===== Information supplied =====

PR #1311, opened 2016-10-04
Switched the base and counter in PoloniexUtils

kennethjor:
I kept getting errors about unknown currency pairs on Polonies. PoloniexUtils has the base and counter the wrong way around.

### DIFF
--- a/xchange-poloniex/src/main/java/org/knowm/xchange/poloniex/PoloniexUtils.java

=====
===== Information supplied =====

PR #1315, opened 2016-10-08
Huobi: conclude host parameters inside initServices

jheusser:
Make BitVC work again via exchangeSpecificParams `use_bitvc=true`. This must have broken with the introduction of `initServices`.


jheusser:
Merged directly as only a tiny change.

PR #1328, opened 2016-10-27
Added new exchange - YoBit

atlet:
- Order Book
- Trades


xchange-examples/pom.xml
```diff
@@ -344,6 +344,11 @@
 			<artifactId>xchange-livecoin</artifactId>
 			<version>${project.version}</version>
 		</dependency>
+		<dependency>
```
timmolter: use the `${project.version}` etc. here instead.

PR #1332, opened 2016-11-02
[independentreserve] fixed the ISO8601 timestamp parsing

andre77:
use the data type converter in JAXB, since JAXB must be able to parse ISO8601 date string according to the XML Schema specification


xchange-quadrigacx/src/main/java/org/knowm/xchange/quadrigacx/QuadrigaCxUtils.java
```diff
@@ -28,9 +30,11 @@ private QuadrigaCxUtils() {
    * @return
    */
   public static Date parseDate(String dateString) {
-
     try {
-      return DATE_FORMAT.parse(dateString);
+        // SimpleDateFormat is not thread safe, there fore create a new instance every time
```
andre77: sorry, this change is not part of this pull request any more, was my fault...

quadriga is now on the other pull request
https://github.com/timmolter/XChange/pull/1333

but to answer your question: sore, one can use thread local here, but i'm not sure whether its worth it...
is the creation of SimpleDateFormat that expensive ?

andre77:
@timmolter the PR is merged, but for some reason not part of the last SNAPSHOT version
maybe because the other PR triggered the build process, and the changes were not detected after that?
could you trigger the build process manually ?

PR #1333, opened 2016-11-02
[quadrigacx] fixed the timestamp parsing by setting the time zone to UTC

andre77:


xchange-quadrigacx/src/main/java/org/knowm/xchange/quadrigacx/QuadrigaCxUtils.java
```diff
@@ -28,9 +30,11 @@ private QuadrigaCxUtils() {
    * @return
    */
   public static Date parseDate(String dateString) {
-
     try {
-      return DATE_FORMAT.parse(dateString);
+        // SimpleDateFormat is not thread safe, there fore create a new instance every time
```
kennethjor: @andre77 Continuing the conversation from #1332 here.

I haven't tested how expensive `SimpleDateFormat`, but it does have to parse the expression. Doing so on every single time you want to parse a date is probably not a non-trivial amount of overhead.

=====
===== Information supplied =====

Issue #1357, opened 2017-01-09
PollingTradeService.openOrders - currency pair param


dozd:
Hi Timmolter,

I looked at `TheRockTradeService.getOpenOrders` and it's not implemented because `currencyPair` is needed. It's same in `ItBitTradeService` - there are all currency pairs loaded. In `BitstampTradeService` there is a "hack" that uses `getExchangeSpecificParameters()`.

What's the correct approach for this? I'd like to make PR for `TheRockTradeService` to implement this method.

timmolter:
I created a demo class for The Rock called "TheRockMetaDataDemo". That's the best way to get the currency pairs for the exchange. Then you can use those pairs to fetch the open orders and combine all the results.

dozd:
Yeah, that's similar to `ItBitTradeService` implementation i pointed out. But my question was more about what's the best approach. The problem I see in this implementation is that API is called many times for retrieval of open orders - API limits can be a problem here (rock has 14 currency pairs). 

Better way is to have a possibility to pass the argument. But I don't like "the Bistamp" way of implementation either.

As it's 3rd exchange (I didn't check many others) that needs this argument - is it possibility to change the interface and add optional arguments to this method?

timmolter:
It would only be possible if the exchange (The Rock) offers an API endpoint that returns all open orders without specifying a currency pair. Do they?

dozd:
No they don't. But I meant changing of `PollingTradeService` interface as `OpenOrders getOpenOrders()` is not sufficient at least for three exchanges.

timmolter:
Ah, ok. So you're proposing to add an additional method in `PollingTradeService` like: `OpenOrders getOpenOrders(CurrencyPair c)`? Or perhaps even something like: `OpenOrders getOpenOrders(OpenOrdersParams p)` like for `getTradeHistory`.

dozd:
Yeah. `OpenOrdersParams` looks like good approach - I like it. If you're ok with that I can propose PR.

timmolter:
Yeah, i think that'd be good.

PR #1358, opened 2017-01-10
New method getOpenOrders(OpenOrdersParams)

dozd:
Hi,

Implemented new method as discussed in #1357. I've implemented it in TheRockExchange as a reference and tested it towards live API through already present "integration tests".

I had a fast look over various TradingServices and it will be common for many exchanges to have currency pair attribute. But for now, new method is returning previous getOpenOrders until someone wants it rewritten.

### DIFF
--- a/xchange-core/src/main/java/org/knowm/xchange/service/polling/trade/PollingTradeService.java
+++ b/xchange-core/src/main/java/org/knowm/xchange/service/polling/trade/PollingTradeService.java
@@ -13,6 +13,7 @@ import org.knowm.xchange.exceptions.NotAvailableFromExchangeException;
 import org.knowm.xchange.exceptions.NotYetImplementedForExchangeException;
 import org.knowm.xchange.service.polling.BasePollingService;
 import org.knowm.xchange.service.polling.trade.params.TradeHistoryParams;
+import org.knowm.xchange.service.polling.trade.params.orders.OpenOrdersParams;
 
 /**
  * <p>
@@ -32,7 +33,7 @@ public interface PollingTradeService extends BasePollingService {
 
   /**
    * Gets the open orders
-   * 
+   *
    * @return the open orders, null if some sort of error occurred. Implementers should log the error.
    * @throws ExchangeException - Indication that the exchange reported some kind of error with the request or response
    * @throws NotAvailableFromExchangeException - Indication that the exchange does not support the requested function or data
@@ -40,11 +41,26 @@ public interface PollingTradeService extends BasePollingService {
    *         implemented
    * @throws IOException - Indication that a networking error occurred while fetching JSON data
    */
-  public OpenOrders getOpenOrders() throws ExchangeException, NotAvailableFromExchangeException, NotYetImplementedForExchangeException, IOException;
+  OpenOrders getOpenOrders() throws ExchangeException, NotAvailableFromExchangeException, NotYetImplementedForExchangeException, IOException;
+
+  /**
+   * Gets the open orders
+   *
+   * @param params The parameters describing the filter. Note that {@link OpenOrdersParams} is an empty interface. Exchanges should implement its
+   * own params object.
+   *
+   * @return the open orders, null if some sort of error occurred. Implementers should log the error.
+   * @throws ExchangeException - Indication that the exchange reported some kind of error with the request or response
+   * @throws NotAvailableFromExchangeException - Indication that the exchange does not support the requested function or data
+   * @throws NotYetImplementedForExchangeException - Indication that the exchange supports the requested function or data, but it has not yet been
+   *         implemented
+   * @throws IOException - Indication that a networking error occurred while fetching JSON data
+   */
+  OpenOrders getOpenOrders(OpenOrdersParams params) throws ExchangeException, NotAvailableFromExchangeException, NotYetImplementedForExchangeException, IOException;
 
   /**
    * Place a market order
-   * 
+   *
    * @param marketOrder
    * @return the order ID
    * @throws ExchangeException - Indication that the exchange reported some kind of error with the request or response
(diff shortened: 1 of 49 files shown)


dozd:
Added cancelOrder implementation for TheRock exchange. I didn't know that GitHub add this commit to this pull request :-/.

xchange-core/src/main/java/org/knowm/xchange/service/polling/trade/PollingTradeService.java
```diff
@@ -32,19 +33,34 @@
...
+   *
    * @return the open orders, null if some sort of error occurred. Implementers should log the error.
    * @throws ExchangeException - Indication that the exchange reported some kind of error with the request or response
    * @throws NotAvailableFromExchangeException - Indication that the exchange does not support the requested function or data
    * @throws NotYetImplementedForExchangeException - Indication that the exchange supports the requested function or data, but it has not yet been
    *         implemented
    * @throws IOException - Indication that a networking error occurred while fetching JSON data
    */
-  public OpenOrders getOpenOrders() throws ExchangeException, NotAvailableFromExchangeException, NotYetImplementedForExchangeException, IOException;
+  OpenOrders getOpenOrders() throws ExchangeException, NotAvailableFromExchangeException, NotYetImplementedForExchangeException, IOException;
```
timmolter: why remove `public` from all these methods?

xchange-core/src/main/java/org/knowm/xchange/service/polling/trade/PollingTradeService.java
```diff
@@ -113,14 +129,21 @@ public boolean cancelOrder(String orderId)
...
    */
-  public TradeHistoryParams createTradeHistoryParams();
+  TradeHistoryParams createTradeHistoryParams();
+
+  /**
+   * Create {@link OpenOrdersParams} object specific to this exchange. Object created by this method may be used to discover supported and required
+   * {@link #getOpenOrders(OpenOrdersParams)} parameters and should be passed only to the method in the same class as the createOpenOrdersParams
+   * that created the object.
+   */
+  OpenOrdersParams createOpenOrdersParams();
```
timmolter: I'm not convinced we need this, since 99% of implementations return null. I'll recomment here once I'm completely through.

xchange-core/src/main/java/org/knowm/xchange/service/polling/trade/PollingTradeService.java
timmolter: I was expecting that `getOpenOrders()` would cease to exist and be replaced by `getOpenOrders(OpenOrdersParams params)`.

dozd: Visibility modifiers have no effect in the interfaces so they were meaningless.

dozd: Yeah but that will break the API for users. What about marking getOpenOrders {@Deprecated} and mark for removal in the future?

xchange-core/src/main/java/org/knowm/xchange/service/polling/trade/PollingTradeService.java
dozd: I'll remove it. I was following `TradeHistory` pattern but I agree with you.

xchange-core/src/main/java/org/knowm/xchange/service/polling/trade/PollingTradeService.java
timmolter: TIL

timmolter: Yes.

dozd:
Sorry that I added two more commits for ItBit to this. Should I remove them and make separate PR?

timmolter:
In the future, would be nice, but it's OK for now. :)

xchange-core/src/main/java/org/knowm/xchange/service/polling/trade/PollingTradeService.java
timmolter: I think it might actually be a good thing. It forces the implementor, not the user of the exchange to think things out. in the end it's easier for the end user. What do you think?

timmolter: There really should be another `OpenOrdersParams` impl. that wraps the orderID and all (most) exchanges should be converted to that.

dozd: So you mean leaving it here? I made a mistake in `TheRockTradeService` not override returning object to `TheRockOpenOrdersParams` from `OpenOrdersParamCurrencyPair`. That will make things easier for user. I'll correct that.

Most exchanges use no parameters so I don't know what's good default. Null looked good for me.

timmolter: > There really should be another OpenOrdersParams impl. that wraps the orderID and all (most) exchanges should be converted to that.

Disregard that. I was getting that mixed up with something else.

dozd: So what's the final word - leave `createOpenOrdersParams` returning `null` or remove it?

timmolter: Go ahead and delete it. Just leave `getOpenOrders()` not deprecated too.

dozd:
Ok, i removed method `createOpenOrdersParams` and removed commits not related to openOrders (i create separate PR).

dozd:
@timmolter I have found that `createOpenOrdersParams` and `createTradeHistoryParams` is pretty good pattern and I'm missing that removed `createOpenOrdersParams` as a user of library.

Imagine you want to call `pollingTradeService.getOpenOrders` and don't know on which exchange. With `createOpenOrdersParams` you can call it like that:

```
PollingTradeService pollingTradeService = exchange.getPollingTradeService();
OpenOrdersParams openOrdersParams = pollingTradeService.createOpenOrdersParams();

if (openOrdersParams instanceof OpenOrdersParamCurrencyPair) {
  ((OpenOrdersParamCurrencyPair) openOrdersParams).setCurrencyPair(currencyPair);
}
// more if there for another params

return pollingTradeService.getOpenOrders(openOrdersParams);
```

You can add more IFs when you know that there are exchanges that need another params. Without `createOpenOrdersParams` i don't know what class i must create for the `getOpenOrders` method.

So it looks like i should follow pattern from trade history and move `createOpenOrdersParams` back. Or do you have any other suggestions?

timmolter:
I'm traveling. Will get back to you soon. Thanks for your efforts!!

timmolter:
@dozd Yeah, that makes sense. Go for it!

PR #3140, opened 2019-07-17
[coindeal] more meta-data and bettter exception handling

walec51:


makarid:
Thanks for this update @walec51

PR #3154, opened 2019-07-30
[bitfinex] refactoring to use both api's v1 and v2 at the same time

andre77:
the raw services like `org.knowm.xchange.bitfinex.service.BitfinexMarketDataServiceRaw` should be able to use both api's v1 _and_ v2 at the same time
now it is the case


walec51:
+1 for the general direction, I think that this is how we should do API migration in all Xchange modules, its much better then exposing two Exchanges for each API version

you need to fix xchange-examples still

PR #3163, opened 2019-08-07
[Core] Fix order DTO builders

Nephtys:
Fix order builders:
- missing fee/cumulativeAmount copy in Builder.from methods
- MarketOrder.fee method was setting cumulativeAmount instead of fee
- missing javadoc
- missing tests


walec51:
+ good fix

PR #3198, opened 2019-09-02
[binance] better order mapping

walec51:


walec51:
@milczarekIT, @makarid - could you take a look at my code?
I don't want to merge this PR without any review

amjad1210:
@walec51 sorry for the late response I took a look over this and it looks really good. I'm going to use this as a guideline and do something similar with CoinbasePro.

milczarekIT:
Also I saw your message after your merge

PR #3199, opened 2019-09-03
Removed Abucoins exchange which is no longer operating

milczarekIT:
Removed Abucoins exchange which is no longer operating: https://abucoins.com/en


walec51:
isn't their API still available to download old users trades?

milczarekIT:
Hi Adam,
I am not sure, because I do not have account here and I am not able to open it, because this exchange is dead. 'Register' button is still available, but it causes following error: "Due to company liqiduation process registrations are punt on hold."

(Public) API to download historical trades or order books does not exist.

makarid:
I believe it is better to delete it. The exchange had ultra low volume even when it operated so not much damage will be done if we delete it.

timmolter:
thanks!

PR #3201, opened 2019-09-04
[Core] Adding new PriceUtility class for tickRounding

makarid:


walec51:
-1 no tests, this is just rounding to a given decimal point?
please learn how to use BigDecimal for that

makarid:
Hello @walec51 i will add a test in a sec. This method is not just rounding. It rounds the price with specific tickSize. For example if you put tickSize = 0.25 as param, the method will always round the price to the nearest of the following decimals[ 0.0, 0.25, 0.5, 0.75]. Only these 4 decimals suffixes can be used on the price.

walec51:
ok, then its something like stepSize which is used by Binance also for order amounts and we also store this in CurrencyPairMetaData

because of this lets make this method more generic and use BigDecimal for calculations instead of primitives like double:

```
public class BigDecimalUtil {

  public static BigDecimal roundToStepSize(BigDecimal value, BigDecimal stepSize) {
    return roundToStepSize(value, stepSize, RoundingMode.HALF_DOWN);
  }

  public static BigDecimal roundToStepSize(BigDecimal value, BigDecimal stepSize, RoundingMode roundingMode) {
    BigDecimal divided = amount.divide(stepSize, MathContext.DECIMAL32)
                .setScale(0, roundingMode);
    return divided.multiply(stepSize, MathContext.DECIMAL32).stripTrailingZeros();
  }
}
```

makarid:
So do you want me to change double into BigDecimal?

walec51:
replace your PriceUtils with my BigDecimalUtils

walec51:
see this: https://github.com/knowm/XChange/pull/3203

=====

Instructions to follow => Look through the entries. Copy out each line with "were" in it.

Task output =>
maybe because the other PR triggered the build process, and the changes were not detected after that?
dozd: Visibility modifiers have no effect in the interfaces so they were meaningless.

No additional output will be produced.